ON FOLLOWING INSTRUCTIONS

Encourage your child to carry out simple instructions. For example, if a child is able to take something from a shelf, he is also able to learn how to put it back, or at least try. Don’t abruptly rush in and in one swoop undo all that the child has done. If time permits, help the child learn how to “fix” or clean up his own messes and mistakes. Pulling the paper off of a toilet roll might be a fun experience for him, but not so fun for you, and it is good to involve him in fixing the problem. You could not expect a small child to wrap all the toilet paper back on the roll, but he could help you pick it up and put it in a box.

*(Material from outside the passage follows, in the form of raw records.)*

PR #425, opened 2016-01-05
change dev instructions to use name instead of path & version

muralisrini:


muralisrini:

binhn:
it looks much simpler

When your “no” really means no!

Sometimes you must be firm and not allow Baby to do something. Children have to learn that they can’t just act on impulse. They are surrounded by dangers. Cars can run over them if they wander out into the street; they must not lean out of windows, stick things into electric outlets, or go near swimming pools or streams without supervision. Teach them about what things they must never drink or put in their mouths. You must do what you can to make it very difficult for an accident to happen in your home by supervising your little ones at all times. Your job is to teach your children the ropes, and that begins as soon as Baby is mobile.
Show children exactly what is dangerous and explain to them-even act out if you must-what could happen to them. For example, help them understand the danger of reaching up and grabbing a pot handle of something cooking on the stove-or better yet, teach them that they’re not allowed in the kitchen or near the stove. You can designate a “safe kitchen” area where your little one can be when you are cooking and need to supervise him. Use chairs or the kitchen table to separate the area, or mark the floor with colored tape to teach him that he should not go beyond that line. Be sure to give him plenty of safe toys to play with so you don’t have to be concerned that he’ll get into anything dangerous. You can have the older children know that it is their job to police Baby and any visiting children concerning the danger zones in your home.
If you ignore some activity that is wrong or dangerous, or if you do not react firmly, they will assume that what they are doing is okay. If you tell them to stop, but then let them continue, that means that what you say isn’t very important, or what you say the first few times doesn’t really count. Their curiosity, of course, will lead them more and more to see what does matter to you. They’ll try to find out when you do mean what you say or when they can safely assume that obeying isn’t really important and they can ignore you. That can have disastrous and even life-threatening results if they try something that could seriously cause them harm when you aren’t looking.